▶ _ASSIGNMENT_
Please take the records that follow and repeat exactly the lines starting with the line with "exp/lighthorizon: Unify map-reduce" and going on through the line with "now leverage the".

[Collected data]
--*--

PR #4423, opened 2022-06-03
exp/lighthorizon: Unify map-reduce and single-process index builders

Shaptic:
### What
A handful of refactors:
* The main thing: `./index/cmd/single` and `./index/cmd/batch/map` now leverage the same index building code (`BuildIndices`)
* Extends the map-reduce builder to take the txmeta source / index destination URLs from the environment rather than hard-coding S3 paths (because splitting that out from the giga-PR was difficult).
* Infer checkpoints from `ledger.LedgerSequence()` rather than passing it as a parameter
* Add a new `ProcessAccountsWithoutBackend` module for the Map job

### Why
One codebase to rule them all :+1: 

This gets us per-ledger index building "for free" for the map-reduce version.

### Known limitations
n/a

### DIFF
--- a/exp/lighthorizon/index/builder.go
+++ b/exp/lighthorizon/index/builder.go
@@ -4,27 +4,166 @@ import (
 	"context"
 	"fmt"
 	"io"
+	"math"
+	"sync/atomic"
+	"time"
 
 	"github.com/stellar/go/historyarchive"
 	"github.com/stellar/go/ingest"
 	"github.com/stellar/go/ingest/ledgerbackend"
+	"github.com/stellar/go/support/errors"
 	"github.com/stellar/go/support/log"
 	"github.com/stellar/go/toid"
 	"github.com/stellar/go/xdr"
+	"golang.org/x/sync/errgroup"
 )
 
-// Module is a way to process data and store it into an index.
+func BuildIndices(
+	ctx context.Context,
+	sourceUrl string, // where is raw txmeta coming from?
+	targetUrl string, // where should the resulting indices go?
+	networkPassphrase string,
+	startLedger, endLedger uint32,
+	modules []string,
+	workerCount int,
+) error {
+	indexStore, err := Connect(targetUrl)
+	if err != nil {
+		return err
+	}
+
+	// Simple file os access
+	source, err := historyarchive.ConnectBackend(
+		sourceUrl,
+		historyarchive.ConnectOptions{
+			Context:           ctx,
+			NetworkPassphrase: networkPassphrase,
+		},
+	)
+	if err != nil {
+		return err
+	}
+
+	ledgerBackend := ledgerbackend.NewHistoryArchiveBackend(source)
+	defer ledgerBackend.Close()
+
+	if endLedger == 0 {
+		latest, err := ledgerBackend.GetLatestLedgerSequence(ctx)
+		if err != nil {
+			return err
+		}
+		endLedger = latest
+	}
+
+	ledgerCount := 1 + (endLedger - startLedger) // +1 because endLedger is inclusive
+	parallel := max(1, workerCount)
+
+	startTime := time.Now()
+	log.Infof("Creating indices for ledger range: %d through %d (%d ledgers)",
+		startLedger, endLedger, ledgerCount)
+	log.Infof("Using %d workers", parallel)
+
+	// Create a bunch of workers that process ledgers a checkpoint range at a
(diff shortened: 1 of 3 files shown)


paulbellamy (approved):

exp/lighthorizon/index/builder.go
```diff
@@ -148,6 +289,48 @@ func ProcessAccounts(
 
 	return nil
 }
+
+func ProcessAccountsWithoutBackend(
```
paulbellamy, line 293: We probably want a `ProcessTransactionsWithoutBackend` as well, no?

paulbellamy (approved):

exp/lighthorizon/index/builder.go
```diff
@@ -4,35 +4,174 @@ import (
...
+		startLedger, endLedger, ledgerCount)
+	log.Infof("Using %d workers", parallel)
+
+	// Create a bunch of workers that process ledgers a checkpoint range at a
+	// time (better than a ledger at a time to minimize flushes).
+	wg, ctx := errgroup.WithContext(ctx)
+	ch := make(chan historyarchive.Range, parallel)
+
+	indexBuilder := NewIndexBuilder(indexStore, ledgerBackend, networkPassphrase)
+	for _, part := range modules {
```
sreuland, line 72: is it worthwhile to use stronger type like enum to represent module types as they increase in number?

Shaptic: I don't think so, because these are supposed to be plug-and-play. Neither their execution order nor enum value would ever matter.

exp/lighthorizon/index/builder.go
Shaptic: There was no code doing that, so I didn't add it :man_shrugging: This new module was ripped straight from the existing variant, and you can see [here](https://github.com/stellar/go/pull/4423/files#diff-6ec60418fbf34172627dc88e3b6d59e46cc20aaa04aa708686fef9c1887844eeL145-L148) that transactions were added with a backend in the original version.

exp/lighthorizon/index/builder.go
```diff
@@ -4,35 +4,174 @@ import (
...
+		default:
+			return fmt.Errorf("Unknown module: %s", part)
+		}
+	}
+
+	// Submit the work to the channels, breaking up the range into individual
+	// checkpoint ranges.
+	go func() {
+		// Recall: A ledger X is a checkpoint ledger iff (X + 1) % 64 == 0
+		nextCheckpoint := (((startLedger / 64) * 64) + 63)
```
bartekn, line 89: Nit: Ideal use case for [`CheckpointManager`](https://pkg.go.dev/github.com/stellar/go@v0.0.0-20220531233648-5c7b70ce9b62/historyarchive#CheckpointManager).

exp/lighthorizon/index/builder.go
```diff
@@ -4,35 +4,174 @@ import (
...
+		wg.Go(func() error {
+			for ledgerRange := range ch {
+				count := (ledgerRange.High - ledgerRange.Low) + 1
+				nprocessed := atomic.AddUint64(&processed, uint64(count))
+
+				log.Debugf("Working on checkpoint range [%d, %d]",
+					ledgerRange.Low, ledgerRange.High)
+
+				// Assertion for testing
+				if ledgerRange.High != endLedger && (ledgerRange.High+1)%64 != 0 {
```
bartekn, line 116: Nit: [`CheckpointManager.IsCheckpoint`](https://pkg.go.dev/github.com/stellar/go@v0.0.0-20220531233648-5c7b70ce9b62/historyarchive#CheckpointManager.IsCheckpoint)

exp/lighthorizon/index/builder.go
```diff
@@ -292,3 +478,47 @@ func getLedgerKeyParticipants(ledgerKey xdr.LedgerKey) []string {
...
+		panic(fmt.Errorf("error for %s: done > total (%d > %d)",
+			prefix, done, total))
+	}
+
+	progress := float64(done) / float64(total)
+	elapsed := time.Since(startTime)
+
+	// Approximate based on how many ledgers are left and how long this much
+	// progress took, e.g. if 4/10 took 2s then 6/10 will "take" 3s (though this
+	// assumes consistent ledger load).
```
bartekn, line 495: Maybe we could improve the estimation by counting ops instead of ledgers?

--*--

▶ _TASK RESULT_
exp/lighthorizon: Unify map-reduce and single-process index builders

Shaptic:
### What
A handful of refactors:
* The main thing: `./index/cmd/single` and `./index/cmd/batch/map` now leverage the same index building code (`BuildIndices`)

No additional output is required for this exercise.